Bishops back bill to protect faith-based foster care, adoption providers

Legislation introduced in the Senate and the House aims to protect "the cherished freedom of religious liberty" of faith-based foster care and adoption providers who believe children "deserve to be placed with a married mother and father," the chairmen of three U.S. bishops' committees said March 15.

The Child Welfare Provider Inclusion Act of 2021 would prevent the federal government and any state receiving federal funds for child welfare services from taking "adverse action against a provider that declines to conduct its services in a manner that would violate its religious or moral principles."

Sen. Tim Scott, R-S.C., and Rep. Mike Kelly, R-Pa., introduced identical bills in their respective chambers March 10.

The measure would cover all agencies that receive funding under Part B or Part E of Title IV of the Social Security Act.
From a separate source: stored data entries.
PR #1309, opened 2025-01-08
Update clang style to avoid changing lines abore and below.

tupek2:


white238 (approved):

btalamini (approved):

.clang-format
```diff
@@ -1,7 +1,5 @@
 BasedOnStyle: Google
-AlignConsecutiveAssignments: true
-AlignConsecutiveDeclarations: true
-AccessModifierOffset: -2
```
white238, line 4: I do mildly prefer this aligned how we have it but I will allow myself to be overruled if others feel strongly.  It helps not move large blocks of code inside a class even more.

PR #1319, opened 2025-01-24
Tupek/set from field function ref

tupek2:


btalamini (approved):
Thanks for finding and patching the hole I left.

src/serac/physics/state/finite_element_state.hpp
```diff
@@ -73,7 +74,8 @@ decltype(first_argument_helper(&F::operator())) first_argument_helper(F);
  * Extract type of first argument of a free callable
  */
 template <typename T>
-using first_argument = decltype(first_argument_helper(std::declval<T>()));
+using first_argument = typename std::remove_const<
+    typename std::remove_reference<decltype(first_argument_helper(std::declval<T>()))>::type>::type;
```
chapman39, line 78: what is this doing?

tupek2: finding the type of the first argument to a function, with constness and reference removed if necessary.  This is the fix, the changed test documents the newly supported usage.

tupek2: as an aside, some personal experience suggests the compile time impacts of this kind of template meta-programming is non-trivial.

chapman39: thanks for the clarification

chapman39 (approved):

white238 (approved):

PR #1321, opened 2025-01-29
Put in a recursive strategy to slowly ramp up new boundary conditions…

tupek2:
This should only happen when the solver is failing, especially around the warm-start.


tupek2:
Maybe we will do this in the future.

PR #1328, opened 2025-02-12
Address a few more missing features in base physics.

tupek2:
Add const correctness, fix dual value initialization.

### DIFF
--- a/src/serac/physics/base_physics.hpp
+++ b/src/serac/physics/base_physics.hpp
@@ -1,4 +1,4 @@
-  // Copyright (c) 2019-2024, Lawrence Livermore National Security, LLC and
+// Copyright (c) 2019-2024, Lawrence Livermore National Security, LLC and
 // other Serac Project Developers. See the top-level LICENSE file for
 // details.
 //
@@ -346,7 +346,8 @@ class BasePhysics {
    * @pre `reverseAdjointTimestep` with an appropriate adjoint load must be called prior to this method as many times as
    * the forward advance is called.
    */
-  virtual const std::unordered_map<std::string, const serac::FiniteElementDual&> computeInitialConditionSensitivity() const
+  virtual const std::unordered_map<std::string, const serac::FiniteElementDual&> computeInitialConditionSensitivity()
+      const
   {
     SLIC_WARNING_ROOT(axom::fmt::format("Initial condition sensitivities not enabled in physics module {}", name_));
     return {};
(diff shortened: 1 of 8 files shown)


src/serac/physics/state/state_manager.cpp
```diff
@@ -193,7 +193,7 @@ void StateManager::storeDual(FiniteElementDual& dual)
     grid_function = new mfem::ParGridFunction(&dual.space(), static_cast<double*>(nullptr));
     datacoll.RegisterField(name, grid_function);
     std::unique_ptr<mfem::HypreParVector> true_dofs(grid_function->GetTrueDofs());
-    dual = *true_dofs;
+    *true_dofs = dual;
```
btalamini: why isn't this the same as the store state, with a call to fillFromGridFunction?

tupek2: because duals are not grid functions

tupek2: or maybe, duals do not have gridFunctions

tupek2: I suppose this whole bit doesn't make a ton of sense...

src/serac/physics/state/state_manager.cpp
```diff
@@ -192,8 +192,6 @@ void StateManager::storeDual(FiniteElementDual& dual)
     // Create a new grid function with unallocated data. This will be managed by sidre.
     grid_function = new mfem::ParGridFunction(&dual.space(), static_cast<double*>(nullptr));
     datacoll.RegisterField(name, grid_function);
```
btalamini, line 194: We discussed this via chat while you were working on this, so this is just for reference: the grid function should be set from the dual values. Just mark this as resolved once you get that change pushed in.

btalamini (approved):

src/serac/physics/base_physics.hpp
```diff
@@ -237,7 +237,7 @@ class BasePhysics {
    * @note The input parameter name should not contain the base physics name. It should be identical to what
    * is in the physics module constructor argument list.
    */
-  const FiniteElementState& parameter(const std::string& parameter_name) const
+  virtual const FiniteElementState& parameter(const std::string& parameter_name) const
```
ebchin, line 240: Not seeing why this is needed for this PR.  Is this to set up some more changes in the future?

ebchin (approved):
Looks good @tupek2!  Just one minor question.

src/serac/physics/base_physics.hpp
tupek2: Yeah, this is needed in some things I'm adding to smith.

PR #1001, opened 2021-12-25
Allow overwrite forms for views

lolen:
I wanted to be able to overwrite the form for each view (create, edit, view). The documentation does not contain information about this. I found the simplest solution that may not be correct. And I decided to share it. Now I can implement a method in each view that will overwrite the default form. For example:
```
class ViewCustomer extends ViewRecord
{
    protected static string $resource = CustomerResource::class;

    public static function customForm(Form $form): Form
    {
        return $form
            ->schema([]);
    }
}
```


danharrin:
Hey, I wasn't able to edit this PR for some reason so I opened a new one - #1002.

I've made some changes - I've cleaned up the code by using this method to fetch the resource table by default. It's been renamed to `form()`, and made not-static so that you can customize the form easier based on the current Livewire component / record.

PR #1004, opened 2021-12-26
Allow mutate record data before fill form

lolen:
By overloading the `mutateRecordDataBeforeFill` method, we can format the data with which the form will be filled.


danharrin:
Thanks!

PR #1034, opened 2021-12-28
SpatieMediaLibraryFileUpload - Reorder files

robertorinaldi-dev:
I made a draft PR because I have doubts about some things and I am not sure you are ok with how I implemented it.

With `allowReorder()` it activate the corresponding property on FilePond.
On every reorder action it calls `reorderFiles()` which updates the state.
On save it calls `reorderFilesUsing()` which is preconfigured for spatie but can be customized.

One problem I encountered is that the files are currently appended to the last position in the state, but they appeare as first because this is the automatic FilePond configuration; the consequence of this is that after saving and refreshing the page, the order of the files changes from how it had been left.
For this reason I have added `appendFiles()` which sets whether files should be inserted 'after' and reversed the files in file-upload.js by default.

I'm not very sure about the choice to put all these functions and properties in BaseFileUpload, except for `appendFiles()` which seemed to me a more specific FilePond related thing. I'm also not very convinced by the choice of names.

Let me know what you think (when you'll have time, I know this is not a priority for you).

Thanks


danharrin:
Thanks for your work on this. I've definitely not forgotten about this, but not a priority for the project right now. Thank you for your patience.

robertorinaldi-dev:
No problem, I'm already using it anyway 😆

packages/forms/src/Components/FileUpload.php
```diff
@@ -34,6 +36,13 @@ class FileUpload extends BaseFileUpload
 
     protected string | Closure $uploadProgressIndicatorPosition = 'right';
 
+    public function appendFiles(bool | Closure $appendFiles = true): static
```
danharrin, line 39: Please rename `$appendFiles` to `$condition`.

packages/forms/src/Components/FileUpload.php
```diff
@@ -137,6 +146,11 @@ public function uploadProgressIndicatorPosition(string | Closure | null $positio
         return $this;
     }
 
+    public function getAppendFiles(): bool
```
danharrin, line 149: This should be `shouldAppendFiles()`, and `$this->appendFiles` should be `$this->shouldAppendFiles`

packages/forms/src/Components/BaseFileUpload.php
```diff
@@ -234,6 +252,11 @@ public function getAcceptedFileTypes(): ?array
         return $types;
     }
 
+    public function getAllowReorder(): bool
```
danharrin, line 255: We can rename this to `canReorder()`, and the property can be renamed from `$this->allowReorder` to `$this->canReorder`

packages/forms/src/Components/BaseFileUpload.php
```diff
@@ -127,6 +131,13 @@ public function acceptedFileTypes(array | Arrayable | Closure $types): static
         return $this;
     }
 
+    public function allowReorder(bool | Closure $allowReorder = true): static
```
danharrin, line 134: Please rename this to `enableReordering()`, and the argument should be `$condition`.

danharrin:
Does this work for a mixture of already-uploaded and newly-uploaded files?

robertorinaldi-dev:
Yes, in this part
```.​map​(​file​ ​=>​ ​file​.​source​ ​instanceof​ ​File​ ? ​file​.​serverId​ : ​this​.​uploadedFileUrlIndex​[​file​.​source​]​ ​??​ ​null​)​ 
```
The only problem I have encountered is if I reorder a file whose upload hasn't even started yet, because serverId is still null; in this case the order of the file is simply ignored.
I couldn't find a way to handle this, maybe the only solution would be to temporarily block the reorder, but I have doubts that it could be a viable solution

saade:
👀 needing this for my next project, to be able to reorder carousel images

danharrin:
Thank you so much! This is great. Also, I fixed an n+1 problem and added docs.

PR #1039, opened 2021-12-28
feature: Merge extra input attributes

danharrin:


mokhosh:
`RichEditor` doesn't have this?
Is there any way currently I can tell `trix` to use `ring-primary-400` instead of `ring-primary-500`?

danharrin:
Its being introduced gradually as people need it, feel free to PR it in for the rich editor.

PR #1041, opened 2021-12-28
Set default locale when all translatable fields are blank

quintenbuis:
When all fields in the `$translatable` property on a model are empty it throws an `undefined offset 0` error. 

When this happens it will now use the default locale so the form still loads and can be filled.


danharrin:
Thanks!

PR #1059, opened 2021-12-29
asHtml method added to placeholders

ekandreas:
To gain the possible render as Html to content in a placeholder the method asHtml is added and the default behaviour (non html) is preserved.


danharrin:
Hey, you can do this already by passing an `HtmlString` into the `content()`:

```php
use Illuminate\Support\HtmlString;

Placeholder::make('Label')
    ->content(new HtmlString('<h2>Heading<h2>This is rendered as <span class="font-bold">HTML</span'))
```

I will add this to the docs now :)

PR #1060, opened 2021-12-29
Possible hide of the select placeholder option

ekandreas:
I would like to hide the option serving as a placeholder for the Select component via a new method noPlaceholder added.


danharrin:
Hi, thanks for this. For some reason, I don't have permission to make tweaks to this PR - so I've pushed it to a new PR here - #1065.

I've renamed the method to `disablePlaceholderSelection()` - since `noPlaceholder()` implies that the placeholder is removed also for searchable selects, which is not true.

ekandreas:
Great!
Thanks!

PR #1071, opened 2021-12-30
Add support for enum casts in PHP 8.1

ralphjsmit:
This PR adds support for enums/casts in PHP 8.1. 

I encountered this issue when working with an Eloquent model that has an enum cast. In the below example, the `$record->status_type` is cast as an enum, leading to errors about an illegal offset type. (It was trying to use an enum as an array key.)
```php
BadgeColumn::make('status_type')->label('Status')->enum((array) StatusType::labels()),
```

This PR adds a simple check for the cases where we have an enum that's backed by a string. In that situation it will use the backed value.

```php
if ($this->formatStateUsing instanceof Closure) {
    $state = app()->call($this->formatStateUsing, [
        'livewire' => $this->getLivewire(),
        'record' => $this->getRecord(),
        'state' => (interface_exists(\BackedEnum::class) && $state instanceof \BackedEnum::class) ? $state->value : $state,
    ]);
}
```

I tested it and this implementation also works on PHP 8.0.

### DIFF
--- a/packages/tables/src/Columns/Concerns/CanFormatState.php
+++ b/packages/tables/src/Columns/Concerns/CanFormatState.php
@@ -74,7 +74,7 @@ trait CanFormatState
             $state = app()->call($this->formatStateUsing, [
                 'livewire' => $this->getLivewire(),
                 'record' => $this->getRecord(),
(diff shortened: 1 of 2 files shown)


danharrin:
Thanks :)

Part B covers child and family services, and Part E covers federal payments for foster care, prevention and permanency.

"Child welfare providers, who serve the needs and rights of children regardless of background, enjoy the cherished freedom of religious liberty like all Americans," the bishops wrote in a letter of support to Scott and Kelly.
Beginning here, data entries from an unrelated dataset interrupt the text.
PR #1075, opened 2021-12-30
fixed some translations in Kurdish locale

Xoshbin:
fixed some translations in Kurdish locale, Because of the plural issue we can't use the label variable in some places. it makes  wrong translations


danharrin:
Thanks

PR #1121, opened 2022-01-04
fix typo

maherelgamil:


ryangjchandler:
@maherelgamil You don't actually need the quotes around the version constraint.

maherelgamil:
@ryangjchandler without qouts, we have issue when copy this line directly to terminal

danharrin:
I can't replicate this, and all guides online use the example without quotes. I'm going to close this - let me know if there is another reason why we should consider merging this.

ryangjchandler:
Yeah, I use zsh and can't replicate either.

maherelgamil:
@danharrin @ryangjchandler okay, no problem

PR #1124, opened 2022-01-04
Fix input flickering problem

ralphjsmit:
This PR fixes a flickering problem I noticed on Safari, which also seems to appear on Chrome. (Other browsers not tested.)

It basically comes down to the fact that an `<input>` or `<select>` element flickers when it only has a `transition-duration` specified and a user selects it. If you add the Tailwind `transition` property, everything works fine. See the below short screencasts.

**[Before (it flickers on select)](https://stream.new/v/7HufSaAwVOdzV1LIkqpDW2VIiT7d4vWco1zM6VCnbZU)**
**[After (no flickering, it goes smooth)](https://stream.new/v/ZUCmfg3r2icVWAn6bY9QrXuhvKQX8fN4cEfEoSgV02Vo)**

I didn't test this yet on the admin panel, but perhaps we should add the `transition` property there as well.

### DIFF
--- a/packages/admin/resources/views/components/actions/select-action.blade.php
+++ b/packages/admin/resources/views/components/actions/select-action.blade.php
@@ -7,7 +7,7 @@
         id="{{ $getId() }}"
         wire:model="{{ $getName() }}"
         {{ $attributes->class([
-            'text-gray-900 border-gray-300 invalid:text-gray-400 block w-full h-9 py-1 duration-75 rounded-lg shadow-sm focus:border-primary-600 focus:ring-1 focus:ring-inset focus:ring-primary-600',
+            'text-gray-900 border-gray-300 invalid:text-gray-400 block w-full h-9 py-1 transition duration-75 rounded-lg shadow-sm focus:border-primary-600 focus:ring-1 focus:ring-inset focus:ring-primary-600',
         ]) }}
     >
         @if (($placeholder = $getPlaceholder()) !== null)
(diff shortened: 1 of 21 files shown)


danharrin:
Thanks, if you could add these classes everywhere else too that would be great.

ryangjchandler:
@danharrin Can't see this being a problem in admin, I'm not able to reproduce it at least.

ralphjsmit:
@ryangjchandler I'll try to double-check it in an admin panel this afternoon, I've been mostly using the forms and tables package. 

Think that it doesn't harm to have those classes in the admin panel anyway...?

ryangjchandler:
@ralphjsmit The admin package uses the tables & forms package under the hood so it might be fine with these changes.

ralphjsmit:
@ryangjchandler That's true, but when you do a search on the whole project for "duration-", then you see that there are also a few occurrences in the admin panel files that have a duration without a `transition` class.

ralphjsmit:
I added the transition class on all the other places I could find in the project.

ryangjchandler:
@ralphjsmit Awesome, thanks!

ryangjchandler (approved):

danharrin:
While I can't replicate these issues, the classes don't hurt. Thanks!

ralphjsmit:
Thank you both as well! 🙌

ralphjsmit:
@wychoong Looks this is indeed the reverse. Personally I don't see the point of removing those classes..? ([See](https://stackoverflow.com/questions/36962193/whats-causing-my-select-box-to-flicker-when-selected))

ryangjchandler:
@ralphjsmit Tailwind 3.x no longer requires those classes to make transitions work but it's clear that something else was missing, perhaps a vendor prefix or similar.

PR #1125, opened 2022-01-04
feature: configuring and configured hooks for PluginServiceProvider

ryangjchandler:
Adds 2 new hooks for the `PluginServiceProvider`:

* `configuringPackage`
* `configuredPackage`

These can be used by plugin developers to easily register migrations, etc with the `PackageServiceProvider` that we extend. At the minute, the only way to do this is overriding the `configurePackage` method and calling `parent::configurePackage` which could cause problems if people forget to call it, just like the old `parent::boot()` problems from `Model` files :)

### DIFF
--- a/packages/admin/src/PluginServiceProvider.php
+++ b/packages/admin/src/PluginServiceProvider.php
@@ -22,19 +22,9 @@ abstract class PluginServiceProvider extends PackageServiceProvider
 
     protected array $widgets = [];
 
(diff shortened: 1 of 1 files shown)


danharrin:
I've renamed these methods to match the names of the others - `packageConfigured()` instead of `configuredPackage()` - like `packageRegistered()`.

It was signed by Cardinal Timothy M. Dolan of New York, chairman of the U.S. Conference of Catholic Bishops' Committee for Religious Liberty; Archbishop Paul S. Coakley of Oklahoma City, chairman of the USCCB Committee on Domestic Justice and Human Development; and Bishop David A. Konderla of Tulsa, Oklahoma, chairman of the USCCB Subcommittee for the Promotion and Defense of Marriage.

Some faith-based child welfare providers, including those operating in Massachusetts, Illinois, California, Philadelphia, New York and the District of Columbia have been excluded from carrying out adoption and foster care services because the providers act on their belief that children ought to be placed with a married mother and father.

"The Inclusion Act would remedy this unjust discrimination, and maximize the benefit to thousands of children in need, by enabling all foster care and adoption providers to serve the needs of parents and children in a manner consistent with the providers’ religious beliefs and moral convictions," the USCCB committee chairmen said.

They added: "Adoptive and foster care parents, as well as women and men who want to place their children, ought to be able to choose an agency that shares their religious beliefs or convictions about the best interests of their children."

Last November, the U.S. Supreme Court heard arguments in the case of Fulton v. Philadelphia, which centers on the city of Philadelphia's 2018 exclusion of the foster program of Catholic Social Services of the Philadelphia Archdiocese because of the agency's policy of not placing children with same-sex couples or unmarried couples because such unions go against church teaching on traditional marriage.

Dolan, Coakley and Konderla said they hoped others in the House and Senate would show their support for the Child Welfare Provider Inclusion Act as co-sponsors.

"The freedom to serve in accord with one's religious beliefs and moral convictions is foundational to religious freedom in our nation," the prelates said.